Similarly, Peter MacGill, president of New York's Pace/MacGill Gallery, and Wilhelm Schurmann, photographer, professor and leading collector based in Herzogenrath, Germany, deconstruct Robert Frank's great 1948 photo of a New York street in which four-fifths of the image is devoted to the asphalt of empty road surface, with a white painted lane marker leading our eye through the center of the picture, and its radical, receding perspective, to a white sky. MacGill points out how the white line on a black field foreshadows the gestures of Abstract Expressionist painting, while Schurmann notes how "the lane marker--unexposed material--connects with the paper-white sky between the buildings to become a flower, a tulip balancing on its stem."

Such startling artistry and unexpected connections abound in this book, none more startling than "Haverstraw, New York," Lee Friedlander's 1966 self-portrait behind the wheel of a truck, his camera perched obviously on the hood (we see its shadow at the bottom of the frame). As Jeffrey Fraenkel, of San Francisco's Fraenkel Gallery, points out, this anomalous Friedlander represents "a curious sub-strain in his work… Friedlander as a performer." It doesn't take much to see how this strange self-dramatization presages Cindy Sherman's untitled movie stills of nearly two decades later, and one is grateful to Fraenkel for lifting the curtain on a brilliant curiosity.

Of course, one can quibble at the sprawling, seemingly random arrangement of the material in this book--it would make sense to move more chronologically from earlier to later periods--but at the end of the day the constant juxtapositions work their magic, taking us back and forth along the continuum of photography's most inspired moments, reminding us that art exists in and out of time.

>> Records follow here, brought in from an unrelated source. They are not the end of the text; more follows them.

PR #40544, opened 2022-01-21
[8.x] Improve PhpRedis flushing

tillkruss:
Followup to #40446 to make PhpRedis connections behave like Predis as usual.

- Move cluster flush logic into `PhpRedisClusterConnection`
- Added support for `ASYNC` modifier to both PhpRedis `flushdb()` methods
- `PhpRedisClusterConnection::flushdb()` will now fire `CommandExecuted` events as well

### DIFF
--- a/src/Illuminate/Redis/Connections/PhpRedisClusterConnection.php
+++ b/src/Illuminate/Redis/Connections/PhpRedisClusterConnection.php
@@ -12,6 +12,7 @@ class PhpRedisClusterConnection extends PhpRedisConnection
     public function flushdb()
     {
         $arguments = func_get_args();
+
         $async = strtoupper((string) $arguments[0] ?? null) === 'ASYNC';
 
         foreach ($this->client->_masters() as $master) {
--- a/src/Illuminate/Redis/Connections/PhpRedisClusterConnection.php
+++ b/src/Illuminate/Redis/Connections/PhpRedisClusterConnection.php
@@ -7,12 +7,17 @@ class PhpRedisClusterConnection extends PhpRedisConnection
     /**
      * Flush the selected Redis database.
      *
+     * @param  string|null  $modifier
      * @return mixed
      */
-    public function flushdb()
+    public function flushdb($modifier = null)
     {
+        $async = strtoupper($modifier) === 'ASYNC';
+
         foreach ($this->client->_masters() as $master) {
-            $this->client->flushdb($master);
+            $async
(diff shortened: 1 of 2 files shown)


src/Illuminate/Redis/Connections/PhpRedisClusterConnection.php
```diff
@@ -4,5 +4,20 @@
...
-    //
+    /**
+     * Flush the selected Redis database.
+     *
+     * @param  string|null  $modifier
+     * @return mixed
+     */
+    public function flushdb($modifier = null)
+    {
+        $async = strtoupper($modifier) === 'ASYNC';
```
derekmd, line 15: You may want to `strtoupper($modifier ?? '')` for PHP 8.1+ because standard library string functions no longer allowing `null`  arguments was a feature devs have been absolutely clamoring for.

```php
strtoupper(null);
// PHP Deprecated:  strtoupper(): Passing null to parameter #1 ($string) of type
// string is deprecated in eval()'d code on line 1
```

driesvints:
I know nothing of the internals here so I'm not the right person to review this.

src/Illuminate/Redis/Connections/PhpRedisConnection.php
```diff
@@ -495,17 +494,17 @@ public function createSubscription($channels, Closure $callback, $method = 'subs
...
     public function flushdb()
     {
-        if (! $this->client instanceof RedisCluster) {
-            return $this->command('flushdb');
-        }
+        $arguments = func_get_args();
 
-        foreach ($this->client->_masters() as $master) {
-            $this->client->flushDb($master);
+        if (strtoupper((string) $arguments[0] ?? null) === 'ASYNC') {
```
TheLevti, line 503: This causes a lot of tests to fail for me.

It should be `if (strtoupper((string) ($arguments[0] ?? null)) === 'ASYNC') {`

TheLevti: As sometimes there are no arguments at all.

driesvints: @tillkruss ^

tillkruss: I'll make a PR with tests and the changes.

tillkruss: See https://github.com/laravel/framework/pull/40571

PR #40545, opened 2022-01-21
[9.x] Adds `package` argument to `vendor:publish` command

nunomaduro:
This pull request introduces a few changes to the `vendor:publish` command.

Screenshot 2022-01-25 at 14 52 34

---

So, if this pull request gets merged, to get started, when users type `php artisan vendor:publish`, they will be asked to select a package, instead of selecting a provider class:
<p align="center">

</p>
As you can see, I've added a small description next to the package name, and the description contains details of the files that will be published. In addition, the user can enjoy nice autocompletion while selecting the package:
<p align="center">

</p>

Next, once the user selects the package, he will be able to select which files (tags) he wish to publish:
<p align="center">

</p>

But of course, if there is 1 or 0 tags, we will publish everything of that package.
<p align="center">

</p>

Now, this pull request also adds the new argument `package` that users may use to specify the package directly. Yet, we will question the user about the tags, if the user don't specify it via the `--tag` option:
<p align="center">

</p>

Next, the user may combine the argument `package` with the `--all` option, to publish everything related to the given package:
<p align="center">

</p>

Finally, it's important to keep in mind that there is no breaking changes - and previous options work on the same way:

<p align="center">

</p>

### DIFF
--- a/src/Illuminate/Foundation/Console/VendorPublishCommand.php
+++ b/src/Illuminate/Foundation/Console/VendorPublishCommand.php
@@ -28,7 +28,7 @@ class VendorPublishCommand extends Command
         'docker' => 'docker files',
         'public' => 'assets',
         'resources/views' => 'views',
-        'resources/lang' => 'resources',
+        'resources/lang' => 'translations',
         'sail' => 'binary',
     ];
 
--- a/src/Illuminate/Foundation/Console/VendorPublishCommand.php
+++ b/src/Illuminate/Foundation/Console/VendorPublishCommand.php
@@ -168,7 +168,7 @@ class VendorPublishCommand extends Command
         $providerPackage = null;
 
         while (true) {
-            if ($currentPackageFolder == dirname(base_path())) {
+            if ($currentPackageFolder == '/' || $currentPackageFolder == dirname(base_path())) {
                 return;
             }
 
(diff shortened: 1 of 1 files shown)


dillingham:
Looks very nice, what if..

[1] **spark-config** config/spark.php

If numeric use index, else use autocomplete

ousid:
Great addition @nunomaduro 

What if, instead of creating the package name, you can just choose the number based on the package index?

image

negoziator:
Really great work once again @nunomaduro 🙏

robsontenorio:
How about “checkboxes” for multiple selection ?

dillingham:
> How about “checkboxes” for multiple selection ?

@renoki-co mentioned comma separate on twitter.. thought that would be pretty cool. config, views

rennokki:
@dillingham @robsontenorio @nunomaduro Yeah, pretty much selecting more would be useful. It works when deploying Sail assets 🤔 I think this can be a good way to specify more comma-separated values to avoid re-running the command for each number.

src/Illuminate/Foundation/Console/VendorPublishCommand.php
```diff
@@ -5,15 +5,33 @@
...
+     */
+    protected $directoryDescriptions = [
+        'app/Providers' => 'providers',
+        'config' => 'config',
+        'database/migrations' => 'migrations',
+        'database' => 'database files',
+        'docker' => 'docker files',
+        'public' => 'assets',
+        'resources/views' => 'views',
+        'resources/lang' => 'translations',
```
taylorotwell, line 31: `lang` is in the root application directory in L9. May want to have both here.

nunomaduro:
@taylorotwell done.

PR #40550, opened 2022-01-22
query filter feature using pipeline

alirezaGAlizade:
This pull request proposes a brand new `make:filter` command - regarding the way we can apply filters with queries after we received the request contains some parameters what should filter our data.

###  What problem does this pull request solves?
<hr>
Imagine, you have a form and this form contains some parameters like `name` and `age`
now if you want to filter your data there are multiple ways for example one of the usual ways is:

1. checking incoming request
2. see if the request contain `name` then apply a query on your model

now, what if you have multiple forms and you want to apply those forms on multiple models?
it will be **messy** and **frustrating**

### what will you earn with using this new feature?

- reusable queries
- apply queries using pipeline and simple helper
- high customizable classes
- clean code
- checking the request automatically
- saving time

### Let me propose it by some screenshots
<hr>

**make a reusable query:**

Screenshot from 2022-01-22 04-47-24

**A new class will be generated:**

here we have a class that include `$filterParameter` and  `apply` method
so, we can customize the filter parameter incoming from request and also change the query from the `apply` method
here we have access to the request by `$this->request`

Screenshot from 2022-01-22 04-48-08

**now let's use it on User model**

there is a helper `filter_pipes` incoming with this feature and it takes 2 parameter 
the first parameter is the model or the repository
and the second parameter is an array of generated classes

Screenshot from 2022-01-22 05-06-26

That's it **clean** and **easy** :1234:  :eagle:


driesvints:
Seems something went wrong here with the commit history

This book is a superb anniversary present from Kicken Gallery to the world.

Matt Damsker is an author and critic, who has written about photography and the arts for the Los Angeles Times, Hartford Courant, Philadelphia Bulletin, Rolling Stone magazine and other publications. His book, "Rock Voices", was published in 1981 by St. Martin's Press. His essay in the book, "Marcus Doyle: Night Vision" was published in the fall of 2005. He currently reviews books for U.S.A. Today.